Epidemiological Model Calibration via Graybox Bayesian Optimization
Puhua Niu, Byung-Jun Yoon, Xiaoning Qian
TL;DR
The paper tackles the challenge of calibrating expensive epidemiological simulators by introducing a graybox Bayesian optimization framework that exploits known SIQR dynamics through per-compartment Gaussian process surrogates and a function-network structure. A composite objective $g(\mathbf{y}(x))=\frac{1}{T}\sum_i (d_i- y_i(x))^2$ guides calibration, while a Knowledge-Gradient-based acquisition with decoupled decisions leverages incomplete observations to improve efficiency. Across simulated and real COVID-19 data, graybox BO variants (notably KG-CF, KG-FN, and DG-CF) show faster convergence and lower $\log(\mathrm{MSE})$ than traditional blackbox approaches, and decoupled acquisition frequently yields additional gains, especially under data missingness. These results suggest that incorporating model structure and observation patterns into BO can enable fast, accurate calibration of complex epidemic models, with potential extension to agent-based models and larger, interconnected sub-systems.
Abstract
In this study, we focus on developing efficient calibration methods via Bayesian decision-making for the family of compartmental epidemiological models. The existing calibration methods usually assume that the compartmental model is cheap in terms of its output and gradient evaluation, which may not hold in practice when extending them to more general settings.

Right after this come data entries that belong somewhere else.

PR #65, opened 2020-12-10
C# v7.x: Throw Expressions

RexJaeschke:
This requires a bit more work.


RexJaeschke:
This PR adds the new section, "§throw-expression-operator-new-clause The throw expression operator", which defines the grammar rule *throw_expression*. However, that rule is not currently reachable, so we need to figure out where to insert it in the expressions rule hierarchy.

standard/expressions.md
```diff
@@ -2912,6 +2912,34 @@ These are the same transformations applied in [§6.4.3](lexical-structure.md#643
...
+```
+
+A *throw_expression* throws the value produced by evaluating the *null_coalescing_expression*, which shall denote a value of the class type `System.Exception`, a value of a class type that derives from `System.Exception` or a value of a type parameter type that has `System.Exception` (or a subclass thereof) as its effective base class. If evaluation of the expression produces `null`, a `System.NullReferenceException` shall be thrown instead.
+
+The behavior at runtime of the evaluation of a *throw expression* is the same as specified for a *throw statement* ([§12.10.6](statements.md#12106-the-throw-statement)).
+
+The type rules are as follows:
+
+- A *throw_expression* has no type.
+- A *throw_expression* is convertible to every type by an implicit conversion.
```
Nigel-Ecma: Does this need to be merged into *Expression Classifications* (currently §11.2)?

standard/expressions.md
```diff
@@ -2912,6 +2912,34 @@ These are the same transformations applied in [§6.4.3](lexical-structure.md#643
...
+
+The flow-analysis rules are as follows:
+
+- For every variable *v*, *v* is definitely assigned before the *null_coalescing_expression* of a *throw_expression* iff it is definitely assigned before the *throw_expression*.
+- For every variable *v*, *v* is definitely assigned after *throw_expression*.
```
Nigel-Ecma: This needs to be added to *Definite Assignment* (currently §9.4)

standard/expressions.md
```diff
@@ -4594,6 +4622,7 @@ The `??` operator is called the null coalescing operator.
 null_coalescing_expression
     : conditional_or_expression
     | conditional_or_expression '??' null_coalescing_expression
+    | throw_expression
```
Nigel-Ecma, line 4222: I think this allows `throw throw throw throw...` Probably should prevent that!

standard/expressions.md
```diff
@@ -2912,6 +2912,34 @@ These are the same transformations applied in [§6.4.3](lexical-structure.md#643
...
 
+### §throw-expression-operator-new-clause The throw expression operator
+
+```ANTLR
+throw_expression
+    : 'throw' null_coalescing_expression
+    ;
+```
+
+A *throw_expression* throws the value produced by evaluating the *null_coalescing_expression*, which shall denote a value of the class type `System.Exception`, a value of a class type that derives from `System.Exception` or a value of a type parameter type that has `System.Exception` (or a subclass thereof) as its effective base class. If evaluation of the expression produces `null`, a `System.NullReferenceException` shall be thrown instead.
```
gafter: This text should revert to the specification text appearing in [`12.10.6 The throw statement`](https://github.com/dotnet/csharpstandard/blob/draft-v7/standard/statements.md#12106-the-throw-statement), which says that the expression must be *implicitly convertible* to the type `System.Exception`.  This here is the old rule before it was relaxed to permit `null`.  You probably want one to refer to the other so that you don't have a whole paragraph repeated.

standard/expressions.md
gafter: Yes.

standard/expressions.md
gafter: It should be moved there.

standard/expressions.md
```diff
@@ -2912,6 +2912,34 @@ These are the same transformations applied in [§6.4.3](lexical-structure.md#643
...
+- A *throw_expression* is convertible to every type by an implicit conversion.
+
+The flow-analysis rules are as follows:
+
+- For every variable *v*, *v* is definitely assigned before the *null_coalescing_expression* of a *throw_expression* iff it is definitely assigned before the *throw_expression*.
+- For every variable *v*, *v* is definitely assigned after *throw_expression*.
+
+A *throw expression* shall only occur in the following syntactic contexts:
+
+- As the second or third operand of a ternary conditional operator (`?:`), but not both.
```
gafter: delete ", but not both".  It is prevented in C# 7 by other rules, but those other rules are relaxed in later revisions of the specification so that it becomes permitted.

standard/expressions.md
gafter: It is prevented by the text that says "A *throw expression* shall only occur in the following syntactic contexts:"

gafter (commented):
Making progress!

standard/expressions.md
Nigel-Ecma: Surely though the grammar can prevent it directly without any semantic rules?

I think (i.e. I haven't tested it through ANTLR for any issues) the following does this:

```ANTLR
null_coalescing_expression
    : conditional_or_expression
    | conditional_or_expression '??' (null_coalescing_expression | throw_expression)
    ;
```

standard/expressions.md
Nigel-Ecma: @gafter – Yup, that's what I meant (move vs. add), we concur.

standard/expressions.md
gafter: You still need the semantic rule, otherwise you could write `F(throw null)`, which the prose is intended to forbid.

Given the prose, there is no need to make the grammar more complex.

Nigel-Ecma: I'm afraid I'm going to disagree here. If the semantic rule is required for other contexts that a throw expression can occur then of course it must stay. However that in no way argues against the grammar being made more precise for *null_coalescing_expression* – the grammar is not really "more complex", adding a couple of parentheses doesn’t do that, but it is clearer.

jskeet:
Opening up for broader review - it looks like this still has quite a bit that needs doing though.

BillWagner:
> Opening up for broader review - it looks like this still has quite a bit that needs doing though.

I gave it a thorough read. I don't have any additional comments beyond what Neal and Nigel have already noted.

standard/expressions.md
```diff
@@ -2912,6 +2912,34 @@ These are the same transformations applied in [§6.4.3](lexical-structure.md#643
 
 An *anonymous_method_expression* is one of two ways of defining an anonymous function. These are further described in [§11.16](expressions.md#1116-anonymous-function-expressions).
 
+### §throw-expression-operator-new-clause The throw expression operator
```
jskeet: If `throw` is now an operator, does it need to be listed in 11.4.2?

standard/expressions.md
```diff
@@ -2912,6 +2912,34 @@ These are the same transformations applied in [§6.4.3](lexical-structure.md#643
...
+The flow-analysis rules are as follows:
+
+- For every variable *v*, *v* is definitely assigned before the *null_coalescing_expression* of a *throw_expression* iff it is definitely assigned before the *throw_expression*.
+- For every variable *v*, *v* is definitely assigned after *throw_expression*.
+
+A *throw expression* shall only occur in the following syntactic contexts:
+
+- As the second or third operand of a ternary conditional operator (`?:`), but not both.
+- As the second operand of a null coalescing operator (`??`).
+- As the body of an expression-bodied lambda or method.
```
jskeet: What about expression-bodied properties, constructors etc? (Can we just say "expression-bodied lambda or member"?)

jskeet (commented):
If both Nigel and Neal are present in today's meeting, let's talk about the grammar aspect then.

standard/expressions.md
BillWagner: My first thought is that `throw` isn't an operator:

```suggestion
### §throw-expression-operator-new-clause The throw expression
```

standard/expressions.md
Nigel-Ecma: Given @jskeet’s recent comment here are two options to improve the grammar. First:

```ANTLR
null_coalescing_expression
    : conditional_or_expression
    | conditional_or_expression '??' (null_coalescing_expression | throw_expression)
    ;
```

This avoids allowing `throw throw throw...` in the *grammar* but does introduce an “RE” rule, if that is seen as too complex then:

```ANTLR
null_coalescing_expression
    : conditional_or_expression
    | conditional_or_expression '??' null_coalescing_expression
    | conditional_or_expression '??' throw_expression
    ;
```

can be used.

 I vote for the first myself.

standard/expressions.md
jskeet: Discussed in the meeting - it has precedence, so we should list it in 11.4.2 and keep "operator" here. Precedence is the same as a null-coalescing expression.

jskeet:
Action: @gafter to apply his own suggestions. We have persuaded @Nigel-Ecma that leaving the prohibition of `throw throw throw` can be semantic.

standard/expressions.md
```diff
@@ -2912,6 +2912,34 @@ These are the same transformations applied in [§6.4.3](lexical-structure.md#643
...
+    ;
+```
+
+A *throw_expression* throws the value produced by evaluating the *null_coalescing_expression*, which shall denote a value of the class type `System.Exception`, a value of a class type that derives from `System.Exception` or a value of a type parameter type that has `System.Exception` (or a subclass thereof) as its effective base class. If evaluation of the expression produces `null`, a `System.NullReferenceException` shall be thrown instead.
+
+The behavior at runtime of the evaluation of a *throw expression* is the same as specified for a *throw statement* ([§12.10.6](statements.md#12106-the-throw-statement)).
+
+The type rules are as follows:
+
+- A *throw_expression* has no type.
```
gafter: We should edit 11.2.1 to say that "throw expression" is one of the categories.

standard/expressions.md
gafter: Leaving it in, since this is the C# 7 specification.

standard/expressions.md
```diff
@@ -150,10 +150,10 @@ The precedence of an operator is established by the definition of its associated
 > |  [§11.11](expressions.md#1111-relational-and-type-testing-operators)             | Equality                         | `==` `!=`
 > |  [§11.12](expressions.md#1112-logical-operators)             | Logical AND                      | `&`
 > |  [§11.12](expressions.md#1112-logical-operators)             | Logical XOR                      | `^`
-> |  [§11.12](expressions.md#1112-logical-operators)             | Logical OR                       | `|`
+> |  [§11.12](expressions.md#1112-logical-operators)             | Logical OR                       | `\|`
 > |  [§11.13](expressions.md#1113-conditional-logical-operators)             | Conditional AND                  | `&&`
-> |  [§11.13](expressions.md#1113-conditional-logical-operators)             | Conditional OR                   | `||`
-> |  [§11.14](expressions.md#1114-the-null-coalescing-operator)             | Null coalescing                  | `??`
+> |  [§11.13](expressions.md#1113-conditional-logical-operators)             | Conditional OR                   | `\|\|`
```
gafter: These did not render properly.

standard/expressions.md
gafter: We would also have to modify the grammar for `?:` and every function member declaration.  I don't want to complexify the spec that way.

gafter:
I think I've made all the changed that we have discussed.  This is ready for further review.

gafter:
I don't know how to fix the section numbering issues.

standard/expressions.md
BillWagner: Fixed.

BillWagner:
@jskeet 

I took another look at this while I was rebasing the V7 PRs. I think this is very close. The remaining concern is related to modifying the grammar or allowing the syntactic ambiguity and relying on the prose to disallow `throw throw throw`.

The next meeting where both @Nigel-Ecma and @gafter are present, we can resolve this and accept it with necessary recomendations.

standard/expressions.md
Nigel-Ecma: The whole v7 grammar is going need to be checked, just as was done for v6, by "someone" ;-) to check all the additions do what was intended and don't alter existing parses unintentionally, that the semantic rules fit in, etc. Let's just leave the grammar here as is for now, I don't think anything that is wrong *per se* has been noted yet, its a debate over style. "Someone" will maybe get to the overall task before the EOY...

Nigel-Ecma (commented):
Oops, my "comment" became a "review", must have hit the wrong button, nothing to add here to the comment!

standard/expressions.md
```diff
@@ -139,23 +140,23 @@ The precedence of an operator is established by the definition of its associated
...
+> |  [§11.10](expressions.md#1110-shift-operators)             | Shift                            | `<<` `>>` |
+> |  [§11.11](expressions.md#1111-relational-and-type-testing-operators)             | Relational and type-testing      | `<` `>` `<=` `>=` `is` `as` |
+> |  [§11.11](expressions.md#1111-relational-and-type-testing-operators)             | Equality                         | `==` `!=` |
+> |  [§11.12](expressions.md#1112-logical-operators)             | Logical AND                      | `&`  |
+> |  [§11.12](expressions.md#1112-logical-operators)             | Logical XOR                      | `^`  |
+> |  [§11.12](expressions.md#1112-logical-operators)             | Logical OR                       | `\|`  |
+> |  [§11.13](expressions.md#1113-conditional-logical-operators)             | Conditional AND                  | `&&`  |
+> |  [§11.13](expressions.md#1113-conditional-logical-operators)             | Conditional OR                   | `\|\|`  |
+> |  [§11.14](expressions.md#1114-the-null-coalescing-operator)             | Null coalescing                  | `??`  `throw x`  |
```
Nigel-Ecma: The first column needs and "and §11.xy" for §throw-expression-operator-new-clause. The second column could be "Null coalescing and throw expression". See "Assignment and lambda expression" below for the template to follow.

Nigel-Ecma (approved):
Just one minor fix and this is approved. I've recommended leaving the grammar as is in the debate over style.

standard/expressions.md
jskeet: @jskeet to fix and review this PR.

jskeet: (And then merge if I don't find anything else.)

jskeet: And check that it closes #66.

standard/expressions.md
```diff
@@ -2919,6 +2920,24 @@ These are the same transformations applied in [§6.4.3](lexical-structure.md#643
 
 An *anonymous_method_expression* is one of two ways of defining an anonymous function. These are further described in [§11.16](expressions.md#1116-anonymous-function-expressions).
 
+### §throw-expression-operator-new-clause The throw expression operator
```
jskeet: (New problem.)

This is currently within 11.7, so it'll become 11.7.22. The whole of 11.7 is meant to be primary expressions, and this isn't a primary expression, is it? Should we actually list it in 11.14 (the null coalescing operator) as that's the only place it's used?

@BillWagner for initial thoughts; we may need to defer to others. (Sorry, had really hoped I'd be able to merge this.)

standard/expressions.md
jskeet: Added to the table. It looks like once we've got it in the right place, it will indeed close #66.

standard/expressions.md
BillWagner: It feels wrong to put it in 11.14. 

My first thought is to insert it as the new 11.15. I agree it's not a primary expression. It's precedence is the same as the null coelescing operator, to locating it near that clause feels right. It should stay in the same location in the table in 11.4.2.

Thoughts?

jskeet: That would work for me.

@MadsTorgersen @Nigel-Ecma @gafter @ericlippert - any thoughts?

Nigel-Ecma: @BillWagner, well spotted!

Yes it is in the wrong place, I guess just a "typo" really.

Wherever it goes it does need to stay in the table in 11.4 with the first column updated to include its clause number and the second one to maybe include it by name as well; as already agreed.

As to where it goes I see two options:

Option 1: As Bill suggested add it after 11.14 as a new 11.15

Option 2: make 11.14 into a new "Null Coalescing Expressions", followed by the a grammar showing both the grammar for `null_coalescing_expression` and `throw_expression`, then have 11.14.1 be "The Null Coalescing Operator" followed by the current text of 11.14 sans the grammar, and 11.14.2 be "The Throw Expression" with the new text for throw expressions also sans its grammar. (The grammar section might need to be a "General" sub-clause, so there would be three in total, , I'll defer to @RexJaeschke on that).

Don't pick option 2 if there are plans for throw expressions to be allowed elsewhere in the language in future, otherwise pick whichever seems to fit better. I can see logic in both choices so am ambivalent.

jskeet: Throw expressions will be valid for switch expressions, so I guess a new section is better.

BillWagner: > Don't pick option 2 if there are plans for throw expressions to be allowed elsewhere in the language in future, otherwise pick whichever seems to fit better. I can see logic in both choices so am ambivalent.

Coming soon to a standard near you:  `throw` expressions in switch expressions:

```csharp
var result = switch expr
{
  0    => "nil",
  1    => "small",
  <0 => throw new ArgumentExpression("not a good value");
  _   => "more",
}
```

jskeet: I've now moved it to be a new 11.15. @BillWagner PTAL, and we can merge if you're happy.

BillWagner: @jskeet Looks like a conflict, and you haven't pushed the latest yet.

jskeet: Hmm, weird. It says it's pushed locally, so I'll need to look. Will do that tomorrow though.

BillWagner: > Hmm, weird. It says it's pushed locally, so I'll need to look. Will do that tomorrow though.

I wonder if you pushed to your fork, and not the upstream remote.

jskeet: That was my thought too, but it looks like not. Meetings etc prevent me from sorting it today - will get to it tomorrow.

jskeet: Got it. It was on a different branch in this repo. Have pushed now. PTAL @BillWagner.

standard/expressions.md
```diff
@@ -139,23 +140,23 @@ The precedence of an operator is established by the definition of its associated
...
+> |  [§11.11](expressions.md#1111-relational-and-type-testing-operators)             | Relational and type-testing      | `<` `>` `<=` `>=` `is` `as` |
+> |  [§11.11](expressions.md#1111-relational-and-type-testing-operators)             | Equality                         | `==` `!=` |
+> |  [§11.12](expressions.md#1112-logical-operators)             | Logical AND                      | `&`  |
+> |  [§11.12](expressions.md#1112-logical-operators)             | Logical XOR                      | `^`  |
+> |  [§11.12](expressions.md#1112-logical-operators)             | Logical OR                       | `\|`  |
+> |  [§11.13](expressions.md#1113-conditional-logical-operators)             | Conditional AND                  | `&&`  |
+> |  [§11.13](expressions.md#1113-conditional-logical-operators)             | Conditional OR                   | `\|\|`  |
+> |  [§11.14](expressions.md#1114-the-null-coalescing-operator) and [§throw-expression-operator-new-clause](expressions.md#throw-expression-operator-new-clause)             | Null coalescing and throw expression                  | `??`  `throw x`  |
```
BillWagner: The tool will automatically fix this if you write the following:

```suggestion
> |  [§11.14](expressions.md#1114-the-null-coalescing-operator) and §throw-expression-operator-new-clause             | Null coalescing and throw expression                  | `??`  `throw x`  |
```

BillWagner (approved):
This LGTM @jskeet 

Let's merge #628, then manage the conflicts here, and merge this.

Therefore, we introduce model calibration methods based on a "graybox" Bayesian optimization (BO) scheme, more efficient calibration for general epidemiological models. This approach uses Gaussian processes as a surrogate to the expensive model, and leverages the functional structure of the compartmental model to enhance calibration performance. Additionally, we develop model calibration methods via a decoupled decision-making strategy for BO, which further exploits the decomposable nature of the functional structure. The calibration efficiencies of the multiple proposed schemes are evaluated based on various data generated by a compartmental model mimicking real-world epidemic processes, and real-world COVID-19 datasets. Experimental results demonstrate that our proposed graybox variants of BO schemes can efficiently calibrate computationally expensive models and further improve the calibration performance measured by the logarithm of mean square errors and achieve faster performance convergence in terms of BO iterations. We anticipate that the proposed calibration methods can be extended to enable fast calibration of more complex epidemiological models, such as the agent-based models.